Maltempo: Toscana e Marche contano i danni, ancora neve e vento al Sud. In fiamme gasdotto in Abruzzo

Maltempo: Toscana e Marche contano i danni, ancora neve e vento al Sud. In fiamme gasdotto in Abruzzo

0150ROMA – L’ondata di maltempo che ha investito gran parte dell’Italia con venti di burrasca e bufere di neve sta continuando a creare disagi in diverse aree del Paese: mentre Toscana e Marche fanno la conta dei pesanti danni di ieri e della scorsa notte, quasi tutto il Molise oggi è bloccato dalla neve, così come molte aree del Potentino. Numerose le scuole chiuse nelle regioni coinvolte, traffico rallentato e interruzioni di energia elettrica, specie in Molise.

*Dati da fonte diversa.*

PR #74, opened 2017-10-20
ZynqMP Fixes

natestuder:
A couple of fixes for the recently added ZynqMP support based on testing of the port by I-A-I.


AdrianDanis:
@natestuder Changing the clock checks to a warning seems uncontroversial to me, but I will object to the autoconf.h change as building standalone with `make` is not supported, and is about to be stripped (in favor of a new standalone build style).

natestuder:
I've no problem with dropping the autoconf.h patch.  We only added it to be consistent with other platforms.

AdrianDanis:
No worries. Will pull this in then.

PR #77, opened 2017-11-20
x86: add framebuffer info of Multiboot 2 via boot_info

alex-ab:
In UEFI boot mode, the framebuffer information of Multiboot 2 contains the information (physical address of the framebuffer, resolution, color depth) of the already initialized framebuffer and can be used in user-mode to setup a simple framebuffer driver. The commits propagates the information through the kernel to the roottask, which then may delegate it further to the simple framebuffer driver (as used e.g. by Genode in UEFI boot case).


AdrianDanis:
Now that your other PR has finally gone through I'll pull this in, sorry for the delay

alex-ab:
Thanks, no problem, we have no time pressure ;-)

PR #81, opened 2018-03-12
Add thread name to debug info for SysDebugHalt and SysDebugSnapshot

mokshasoft:
This will make it easier to understand which tread that triggered these debugging syscalls. Similar to the print in kernel/src/kernel/faulthandler.c. I've run sel4test on config x64_simulation_debug_xml_defconfig with all tests passing.
```
Starting test 102: Test all tests ran
Test suite passed. 102 tests passed. 46 tests disabled.
All is well in the universe
```


AdrianDanis:
Looks fine, will pull it in. Thanks.

PR #82, opened 2018-03-26
Fix trivial comment typos.

waywardmonkeys:


AdrianDanis:
@waywardmonkeys Thanks for the fixes, and for sending in the CLA.
Looks like we should be more aggressive on spell checking.

AdrianDanis:
[Committed a rebased version](https://github.com/seL4/seL4/commit/b942a5044119ed75ad8f607618ca069a0d3f0aa9)

PR #91, opened 2018-05-10
Riscv32 Boot Fixes

natestuder:
Small changes to get sel4test to boot on riscv32.  Not completely sure if this is the right way to do this, but it works.


AdrianDanis:
@natestuder Thanks for the fixes. The changes look pretty good to me. Will merge these shortly, need to setup CI for rv32 internally first.

PR #18, opened 2023-12-29
Add support for `var` globals

antocuni:
global variables are by default const and blue, but this PR makes it possible to declare them `var`, and thus they become red.

The hard part was to add support to it to the parser, see the long docstring inside `magic_py_parser.py`.


antocuni:
global variables are by default const and blue, but this PR makes it possible to declare them `var`, and thus they become red.

The hard part was to add support to it to the parser, see the long docstring inside `magic_py_parser.py`.

Issue #73, opened 2024-09-26
The `make.sh` script in `examples/` should use relative paths


b-long:
For example:

https://github.com/spylang/spy/blob/main/examples/jsffi/make.sh#L5

PR #74, opened 2024-09-26
Replace absolute path

b-long:
Hi @antocuni , awesome project! 🙇 🥇 🎉 

I'm wondering if you'd be willing to accept this PR?  I'd also wonder about other changes to this script, such as:

After:

```sh
emcc $CFLAGS raw_c_demo.c -o raw_c_demo.js
```

What if we add the following?

```sh
cd "$SCRIPT_DIR"
```

That way, the relative paths below the `emcc` would work as expected (I assume).

Fixes: https://github.com/spylang/spy/issues/73

### DIFF
--- a/examples/jsffi/make.sh
+++ b/examples/jsffi/make.sh
@@ -1,8 +1,13 @@
+#!/usr/bin/env bash
+
+# Based on: https://stackoverflow.com/a/246128
+SCRIPT_DIR=$( cd -- "$( dirname -- "${BASH_SOURCE[0]}" )" &> /dev/null && pwd )
+
 set -e
 
 # use ./make.sh -O3 to enable optimizations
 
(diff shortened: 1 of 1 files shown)


antocuni:
> Hi @antocuni , awesome project! 🙇 🥇 🎉
> 
> I'm wondering if you'd be willing to accept this PR? 

sure, thank you!

> I'd also wonder about other changes to this script, such as:
> 
> After:
> 
> ```shell
> emcc $CFLAGS raw_c_demo.c -o raw_c_demo.js
> ```
> 
> What if we add the following?
> 
> ```shell
> cd "$SCRIPT_DIR"
> ```
> 
> That way, the relative paths below the `emcc` would work as expected (I assume).

ah yes, I think that so far I always run it from the `examples/jsffi` directory, but +1 to make it more robust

In Abruzzo 3 esplosioni a una condotta del gas hanno provocato un vasto rogo nella frazione di Mutignano, nel comune di Pineto. Gli addetti hanno impiegato più di mezz’ora per avere ragione delle fiamme. All’origine del guasto ci sarebbe uno smottamento dovuto al maltempo, che avrebbe provocato la caduta di un traliccio dell’alta tensione il quale – rovinando sulla condotta – ha provocato la rottura del metanodotto e la fuoriuscita di gas. Quest’ultimo, venendo a contatto con i fili della corrente si è incendiato, originando un rogo visibile a diversi chilometri di distanza. 12 persone sono state trasportate al pronto soccorso per intossicazione. La Procura di Teramo ha subito aperto un’inchiesta e le forze dell’ordine hanno intimato lo sgombero delle abitazioni limitrofe all’incendio ponendo altresì gli stabili sotto sequestro. A salvare i componenti delle due famiglie Ferretti che vivono nei pressi del metanodotto danneggiato è stata la bufera di vento, che ha orientato le fiamme lontano dalle abitazioni. Stando a  quanto si apprende dalle fonti, 3 anni fa erano stati effettuati grossi lavori di consolidamento della tubazione andata in fiamme nelle scorse ore.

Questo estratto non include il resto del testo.